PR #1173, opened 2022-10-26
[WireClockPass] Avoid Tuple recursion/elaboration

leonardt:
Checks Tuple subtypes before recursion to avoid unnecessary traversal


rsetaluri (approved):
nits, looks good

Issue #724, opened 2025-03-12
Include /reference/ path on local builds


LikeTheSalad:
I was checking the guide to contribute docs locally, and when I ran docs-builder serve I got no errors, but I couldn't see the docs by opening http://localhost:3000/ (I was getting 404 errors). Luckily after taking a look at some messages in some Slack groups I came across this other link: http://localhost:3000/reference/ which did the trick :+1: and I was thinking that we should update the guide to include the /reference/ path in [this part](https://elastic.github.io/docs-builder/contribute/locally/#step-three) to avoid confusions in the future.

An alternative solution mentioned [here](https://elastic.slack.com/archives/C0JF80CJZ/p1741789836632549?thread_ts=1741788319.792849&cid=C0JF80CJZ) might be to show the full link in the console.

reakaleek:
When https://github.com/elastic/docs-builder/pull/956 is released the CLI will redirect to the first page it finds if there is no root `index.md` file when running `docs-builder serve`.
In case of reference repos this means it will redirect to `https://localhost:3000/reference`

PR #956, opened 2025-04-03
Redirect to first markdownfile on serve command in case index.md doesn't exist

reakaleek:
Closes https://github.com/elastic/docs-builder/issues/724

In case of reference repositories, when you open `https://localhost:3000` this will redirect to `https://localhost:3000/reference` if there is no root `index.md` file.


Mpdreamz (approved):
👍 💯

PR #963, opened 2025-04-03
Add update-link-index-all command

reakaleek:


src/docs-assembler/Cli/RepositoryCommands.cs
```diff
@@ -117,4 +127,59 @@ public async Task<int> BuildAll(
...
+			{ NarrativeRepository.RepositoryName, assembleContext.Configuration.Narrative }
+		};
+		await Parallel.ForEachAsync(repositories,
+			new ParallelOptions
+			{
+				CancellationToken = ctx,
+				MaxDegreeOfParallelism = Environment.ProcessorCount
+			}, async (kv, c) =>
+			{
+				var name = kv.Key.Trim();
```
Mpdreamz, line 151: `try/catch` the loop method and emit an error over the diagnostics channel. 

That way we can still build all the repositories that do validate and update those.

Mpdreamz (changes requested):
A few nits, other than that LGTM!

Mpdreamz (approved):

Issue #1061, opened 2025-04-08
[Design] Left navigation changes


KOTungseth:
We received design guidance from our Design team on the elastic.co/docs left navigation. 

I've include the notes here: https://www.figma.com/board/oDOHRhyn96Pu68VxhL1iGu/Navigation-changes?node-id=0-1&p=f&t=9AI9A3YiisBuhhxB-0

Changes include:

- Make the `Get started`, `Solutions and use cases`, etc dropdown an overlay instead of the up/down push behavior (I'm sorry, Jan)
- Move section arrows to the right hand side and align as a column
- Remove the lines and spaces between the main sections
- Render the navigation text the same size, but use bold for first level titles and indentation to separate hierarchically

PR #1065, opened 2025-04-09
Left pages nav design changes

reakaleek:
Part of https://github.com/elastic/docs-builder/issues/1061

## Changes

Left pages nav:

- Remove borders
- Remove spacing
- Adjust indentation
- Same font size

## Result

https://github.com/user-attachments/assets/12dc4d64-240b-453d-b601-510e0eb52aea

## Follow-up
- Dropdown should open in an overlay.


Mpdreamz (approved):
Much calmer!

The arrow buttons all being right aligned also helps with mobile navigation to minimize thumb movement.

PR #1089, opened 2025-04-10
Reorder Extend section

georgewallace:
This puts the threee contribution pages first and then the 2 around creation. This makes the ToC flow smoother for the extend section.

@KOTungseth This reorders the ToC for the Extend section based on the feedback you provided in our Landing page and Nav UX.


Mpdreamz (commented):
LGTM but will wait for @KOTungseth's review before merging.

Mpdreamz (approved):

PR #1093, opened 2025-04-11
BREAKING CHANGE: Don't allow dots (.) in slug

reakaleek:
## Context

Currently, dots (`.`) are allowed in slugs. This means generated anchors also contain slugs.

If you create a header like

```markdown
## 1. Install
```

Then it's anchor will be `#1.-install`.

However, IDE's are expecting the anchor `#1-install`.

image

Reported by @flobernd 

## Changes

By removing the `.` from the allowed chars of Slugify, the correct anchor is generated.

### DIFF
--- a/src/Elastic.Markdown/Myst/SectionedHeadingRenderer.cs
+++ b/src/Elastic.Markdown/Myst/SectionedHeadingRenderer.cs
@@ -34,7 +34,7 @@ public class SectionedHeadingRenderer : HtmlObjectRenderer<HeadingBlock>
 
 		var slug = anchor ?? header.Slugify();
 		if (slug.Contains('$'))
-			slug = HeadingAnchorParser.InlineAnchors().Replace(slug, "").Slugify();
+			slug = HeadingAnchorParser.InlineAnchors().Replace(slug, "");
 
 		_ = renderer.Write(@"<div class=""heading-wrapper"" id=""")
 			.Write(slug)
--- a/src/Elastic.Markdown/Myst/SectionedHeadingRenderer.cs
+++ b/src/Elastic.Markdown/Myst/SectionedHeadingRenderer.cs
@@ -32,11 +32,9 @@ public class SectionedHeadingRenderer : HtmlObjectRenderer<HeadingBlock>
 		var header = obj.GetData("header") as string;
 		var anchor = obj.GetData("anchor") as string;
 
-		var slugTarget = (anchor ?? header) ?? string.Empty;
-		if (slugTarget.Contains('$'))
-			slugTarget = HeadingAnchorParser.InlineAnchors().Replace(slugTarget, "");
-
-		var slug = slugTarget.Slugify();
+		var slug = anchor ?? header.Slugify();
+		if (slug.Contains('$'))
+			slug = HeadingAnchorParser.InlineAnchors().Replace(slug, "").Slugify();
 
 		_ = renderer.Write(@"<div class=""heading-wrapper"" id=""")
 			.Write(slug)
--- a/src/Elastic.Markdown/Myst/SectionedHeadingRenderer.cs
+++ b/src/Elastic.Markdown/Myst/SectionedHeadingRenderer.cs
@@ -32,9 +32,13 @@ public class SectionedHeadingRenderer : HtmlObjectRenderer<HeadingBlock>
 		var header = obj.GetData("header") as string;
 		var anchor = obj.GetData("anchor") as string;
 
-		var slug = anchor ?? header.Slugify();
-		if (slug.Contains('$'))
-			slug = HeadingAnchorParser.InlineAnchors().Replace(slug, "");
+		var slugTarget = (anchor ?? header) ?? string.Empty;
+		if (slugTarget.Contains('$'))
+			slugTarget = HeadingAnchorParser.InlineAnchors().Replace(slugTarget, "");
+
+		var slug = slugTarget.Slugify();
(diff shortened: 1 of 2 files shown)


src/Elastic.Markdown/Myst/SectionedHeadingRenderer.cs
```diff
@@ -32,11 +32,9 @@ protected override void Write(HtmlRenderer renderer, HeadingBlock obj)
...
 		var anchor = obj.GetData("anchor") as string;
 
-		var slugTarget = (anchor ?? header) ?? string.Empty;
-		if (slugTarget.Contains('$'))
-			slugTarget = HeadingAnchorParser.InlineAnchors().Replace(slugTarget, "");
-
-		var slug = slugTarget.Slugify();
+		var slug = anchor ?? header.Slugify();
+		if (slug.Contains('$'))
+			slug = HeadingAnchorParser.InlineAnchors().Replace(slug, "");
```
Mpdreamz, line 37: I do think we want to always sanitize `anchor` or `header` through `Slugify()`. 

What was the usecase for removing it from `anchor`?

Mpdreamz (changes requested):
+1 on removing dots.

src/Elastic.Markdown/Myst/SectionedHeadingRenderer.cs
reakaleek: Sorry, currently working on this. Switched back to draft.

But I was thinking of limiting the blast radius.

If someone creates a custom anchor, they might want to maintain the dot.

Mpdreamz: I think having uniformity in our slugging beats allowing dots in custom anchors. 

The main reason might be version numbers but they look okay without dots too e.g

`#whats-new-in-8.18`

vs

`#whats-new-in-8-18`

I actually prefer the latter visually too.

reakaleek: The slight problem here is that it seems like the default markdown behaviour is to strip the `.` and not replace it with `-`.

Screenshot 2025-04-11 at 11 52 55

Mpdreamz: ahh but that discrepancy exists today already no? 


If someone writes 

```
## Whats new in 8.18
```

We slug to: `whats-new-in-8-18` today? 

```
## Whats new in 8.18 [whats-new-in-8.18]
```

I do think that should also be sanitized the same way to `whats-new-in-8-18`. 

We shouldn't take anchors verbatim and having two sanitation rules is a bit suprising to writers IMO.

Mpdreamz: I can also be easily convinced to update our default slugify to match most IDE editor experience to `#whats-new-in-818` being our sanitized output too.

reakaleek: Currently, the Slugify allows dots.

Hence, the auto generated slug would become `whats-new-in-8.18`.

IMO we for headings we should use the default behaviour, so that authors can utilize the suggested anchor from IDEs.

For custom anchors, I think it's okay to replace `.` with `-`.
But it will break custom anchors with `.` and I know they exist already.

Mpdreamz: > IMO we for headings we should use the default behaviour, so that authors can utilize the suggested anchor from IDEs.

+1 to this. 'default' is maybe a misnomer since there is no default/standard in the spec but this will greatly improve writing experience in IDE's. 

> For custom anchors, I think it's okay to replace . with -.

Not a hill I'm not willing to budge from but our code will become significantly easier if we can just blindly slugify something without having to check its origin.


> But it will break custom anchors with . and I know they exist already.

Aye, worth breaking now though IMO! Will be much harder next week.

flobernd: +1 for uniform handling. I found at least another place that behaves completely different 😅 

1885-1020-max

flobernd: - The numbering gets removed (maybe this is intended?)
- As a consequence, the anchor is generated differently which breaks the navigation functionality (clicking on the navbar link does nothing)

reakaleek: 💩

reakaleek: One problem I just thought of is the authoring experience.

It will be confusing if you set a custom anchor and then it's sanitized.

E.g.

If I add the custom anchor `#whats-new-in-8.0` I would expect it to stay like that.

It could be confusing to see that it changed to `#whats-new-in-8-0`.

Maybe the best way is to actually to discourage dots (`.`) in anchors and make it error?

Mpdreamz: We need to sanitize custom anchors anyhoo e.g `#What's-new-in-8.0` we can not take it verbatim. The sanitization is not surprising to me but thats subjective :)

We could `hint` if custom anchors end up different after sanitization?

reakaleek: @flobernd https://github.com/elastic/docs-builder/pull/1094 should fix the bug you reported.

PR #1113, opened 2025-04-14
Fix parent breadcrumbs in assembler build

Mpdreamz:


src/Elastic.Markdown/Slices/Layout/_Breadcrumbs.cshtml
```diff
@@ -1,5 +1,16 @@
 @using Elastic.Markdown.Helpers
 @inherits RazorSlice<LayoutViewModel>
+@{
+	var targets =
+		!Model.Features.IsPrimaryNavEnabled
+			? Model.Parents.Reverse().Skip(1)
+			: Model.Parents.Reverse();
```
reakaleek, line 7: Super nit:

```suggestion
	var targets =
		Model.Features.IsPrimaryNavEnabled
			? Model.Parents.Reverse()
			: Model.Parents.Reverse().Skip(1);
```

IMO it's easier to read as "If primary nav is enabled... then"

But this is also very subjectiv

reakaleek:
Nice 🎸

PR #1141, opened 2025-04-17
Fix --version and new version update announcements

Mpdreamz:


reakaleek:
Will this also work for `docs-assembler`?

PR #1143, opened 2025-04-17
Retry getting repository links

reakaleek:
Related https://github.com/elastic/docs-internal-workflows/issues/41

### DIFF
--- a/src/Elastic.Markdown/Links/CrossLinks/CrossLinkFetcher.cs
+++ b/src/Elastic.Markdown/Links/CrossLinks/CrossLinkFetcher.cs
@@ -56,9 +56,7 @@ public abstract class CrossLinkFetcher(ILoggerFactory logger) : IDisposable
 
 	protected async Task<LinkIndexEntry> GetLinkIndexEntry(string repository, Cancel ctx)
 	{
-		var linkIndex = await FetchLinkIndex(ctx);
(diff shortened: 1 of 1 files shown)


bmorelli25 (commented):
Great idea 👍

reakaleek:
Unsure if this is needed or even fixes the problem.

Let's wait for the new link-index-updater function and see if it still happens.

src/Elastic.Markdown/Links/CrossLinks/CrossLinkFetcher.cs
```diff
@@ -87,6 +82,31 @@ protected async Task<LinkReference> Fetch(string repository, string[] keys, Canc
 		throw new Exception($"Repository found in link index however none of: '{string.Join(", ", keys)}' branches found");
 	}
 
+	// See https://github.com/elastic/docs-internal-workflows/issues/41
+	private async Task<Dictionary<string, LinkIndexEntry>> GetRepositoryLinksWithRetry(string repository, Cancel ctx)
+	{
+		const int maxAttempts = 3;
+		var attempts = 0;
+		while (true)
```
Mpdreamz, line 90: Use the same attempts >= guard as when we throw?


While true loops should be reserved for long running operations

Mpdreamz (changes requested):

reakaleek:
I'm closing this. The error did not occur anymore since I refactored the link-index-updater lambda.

☆ ☆ ☆ ☆ ☆

ASSIGNMENT: Your answer should hold every line of the entries that contains the string "know".

WRITTEN RESPONSE:
But it will break custom anchors with `.` and I know they exist already.
> But it will break custom anchors with . and I know they exist already.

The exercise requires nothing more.